The Canadian economy is losing momentum

After a burst of energy this spring, the Canadian economy appears to have fallen into neutral, reinforcing the sentiment that the country’s central bank will continue its interest rate cuts this year, starting next week.

Spring has started off rather well. Driven mainly by government spending, the Canadian economy grew at an annualized rate of 2.1% in the second quarter of the year, compared with 1.8% in the first three months of the year and zero or slightly negative in the last half of 2023, Statistics Canada reported Friday. This performance in the second quarter of 2024 was higher than experts’ expectations (1.8%) and the Bank of Canada’s most recent forecast (1.5%), made last month. But there is a but.

More than half of this growth from April to June came from increased spending in the public sector, particularly on salaries. Businesses also contributed through their investments, but mainly through the very one-off purchases of aircraft and transport equipment.

Household spending, meanwhile, slowed for a second straight quarter as Canadians struggled with “relatively higher” mortgage renewal costs, Statistics Canada said. Residential construction investment fell for the eighth time in nine quarters.

As the population continues to grow faster than its economy, gross domestic product (GDP) per capita has declined for a fifth consecutive quarter and a seventh quarter in the last eight since the second half of 2022.

And then, the trend of the last few months is not going in the right direction. In fact, the last quarter started with a monthly growth of 0.4% in April, followed by a much more modest progression of only 0.1% in May, followed by no growth at all in June (0%). The Canadian economy had still not taken off again in July (0%), if the first estimates from Statistics Canada are confirmed.

Rate cuts coming soon

At this rate, it is difficult to see how the third quarter could end other than with a growth rate well below the Bank of Canada’s forecasts, which last month was still expecting an annualized rate of 2.8%, analysts observed.

One of the important factors in this economic slowdown is the increase in interest rates by central banks, in Canada as in several other countries. In the fight against soaring inflation, they aimed to weigh on the demand for goods and services of consumers and businesses by increasing the cost of credit.

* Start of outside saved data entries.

PR #16478, opened 2025-07-01
[BUDI-9221] Add a new button to duplicate internal tables without their data.

samwho:
## Description

Introduces the ability to duplicate internal tables. This creates a copy of the table schema without the table data.

https://github.com/user-attachments/assets/2c9588ff-1afe-4d7b-ac8c-d8dc359d9854

## Addresses
- https://linear.app/budibase/issue/BUDI-9221/duplicate-internal-db-tables

## Launchcontrol

Adds the ability to easily duplicate internal tables.


packages/server/src/api/controllers/table/index.ts
```diff
@@ -263,3 +263,21 @@ export async function migrate(
 
   ctx.body = { message: `Column ${oldColumn} migrated.` }
 }
+
+export async function duplicate(ctx: UserCtx<void, SaveTableResponse>) {
+  const tableId = ctx.params.tableId as string
+  const table = await sdk.tables.getTable(tableId)
+
+  if (isExternalTable(table)) {
+    throw new HTTPError("Cannot duplicate external tables", 400)
```
adrinr: NIT: this should probably throw a 422 instead of a 400. The request is not "bad", it's just not valid

packages/server/src/api/controllers/table/index.ts
```diff
@@ -263,3 +263,21 @@ export async function migrate(
...
+  }
+
+  const duplicatedTable = await sdk.tables.duplicate(table, ctx.user._id)
+  await events.table.created(duplicatedTable)
```
adrinr: Should these events be dispatched within the SDK?

packages/server/src/sdk/app/tables/duplicate.ts
```diff
@@ -0,0 +1,64 @@
...
+import { getAllInternalTables } from "./getters"
+
+/**
+ * Generates a unique name for a duplicated table by checking existing table names
+ * and adding an incrementing number if needed
+ * @param originalName - The name of the original table
+ * @param existingTables - Array of existing tables to check against
+ * @returns A unique table name
+ */
+function generateUniqueName(
```
adrinr: We have this util already (or similar enough) in `packages/shared-core/src/helpers/duplicate.ts`. Can it be reused?

adrinr (changes requested):
Looks good, just a comment about reusing the "duplicate name" function

packages/server/src/api/controllers/table/index.ts
samwho: It looks like we more commonly dispatch these events in controllers than the sdk, but the sdk does feel more logical.

adrinr (approved):
LGTM!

In Canada, the central bank’s key rate jumped from 0.25% to 5% from March 2022 to July 2023. This movement began to reverse last June, with an initial rate cut of 0.25 percentage points this June, followed by another of the same magnitude at the end of last month, for a key rate of 4.5%.

The Bank of Canada believes it has achieved its main objective, with inflation as measured by the annual growth of the consumer price index (CPI) notably falling from 8.1% in June 2022 to 2.5% last July. However, this has come at the cost of a vigorous slowdown in economic activity, which has resulted, among other things, in a rise in unemployment from 5% at the start of 2023 to 6.4% this summer.

If the trend continues, further interest rate cuts will be forthcoming, Bank of Canada Governor Tiff Macklem explained last month.

Many observers are confident that the central bank will do it again next week, when it updates its key rate on Wednesday. In fact, TD Bank economist James Orlando noted in a brief analysis Friday, markets are now pricing in a quarter-percentage-point rate cut in each of its three remaining rate announcements this year, bringing its key rate to 3.75%.

And it won’t stop there, predict Nathan Janzen and Claire Fan of the Royal Bank. They expect the Bank of Canada to have cut its key rate from 4.5% to 3% by the middle of next year.

It is not impossible that it will move faster in business this fall if the state of the economy continues to deteriorate, especially if its neighbor, the American Federal Reserve, takes the same path, explained the chief economist of the Bank of Montreal, Douglas Porter.